16. The hotel recommendation apparatus according to any one of claims 9-15, wherein, The sorting module is used by a third-party intelligent agent to sort the candidate hotel set according to the user profile information and hotel details, and when generating recommendation results, it includes: The sorting unit is configured to sort the candidate hotel set according to the user profile information and the hotel details by the third intelligent agent, and select n candidate hotels as recommended hotels from them; The recommendation reason generation unit is configured to generate a corresponding recommendation reason for each recommended hotel based on the user profile information and the hotel details, and to use the recommended hotel and the recommendation reason as the recommendation result.

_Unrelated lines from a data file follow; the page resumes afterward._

PR #14151, opened 2021-05-06
Small improvements

jsteemann:
### Scope & Purpose

A few small improvements made during debugging other issues:
- add a proper log message in takeOverLeadership if it encounters an unexpected situation. this log message can make aware of that there is an issue, and also provides details about the state
- in takeOverLeadership, make the changes to the internal followerinfo state atomic, so we do not have an invalid state if any modification goes wrong
- require at least 3.8 for sync-by-revisions protocol. technically this should not be necessary, as 3.7 will not offer collections with that protocol enabled. however, this was not reflected properly in the code.
- fail with an exception if we get an invalid pointer back from rocksdb. this is a precaution for an unlikely (potentially even impossible) situation, but it doesn't hurt.
- added hidden option --default-language-check so that the startup language check (`--default-language` value vs. persisted language value) can be bypassed. the default value for the option is `true`, meaning the check will take place normally. it is not recommended to turn it off except when debugging binary data from other deployments.

#### Backports:

- [x] Backports required for 3.8: https://github.com/arangodb/arangodb/pull/14150

### Testing & Verification

### DIFF
--- a/CHANGELOG
+++ b/CHANGELOG
@@ -1,5 +1,10 @@
 devel
 -----
+
+* Log a proper message if an unexpected state is encountered when taking over
+  shard leadership. In addition, make the change to the internal followerinfo 
+  state atomic so that it cannot be semi-changed.
+
 * Fix response when isBuilding could not be removed from newly created
   collection, when agency precondition fails. This can happen, when own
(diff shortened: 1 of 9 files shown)


neunhoef (approved):
LGTM

PR #14163, opened 2021-05-08
wip for shard synchronization issues

jsteemann:
### Scope & Purpose

This is a work-in-progress branch to improve error detection and self-repair for shard synchronization.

17. An electronic device comprising: At least one processor; as well as A memory communicatively connected to the at least one processor; wherein, The memory stores instructions that can be executed by the at least one processor to enable the at least one processor to perform the method of any one of claims 1-8.

18. A non-transitory computer readable storage medium having stored thereon computer instructions, wherein, The computer instructions are used to cause the computer to perform the method according to any one of claims 1-8.

19. A computer program product comprising a computer program that, when executed by a processor, implements the method according to any one of claims 1-8.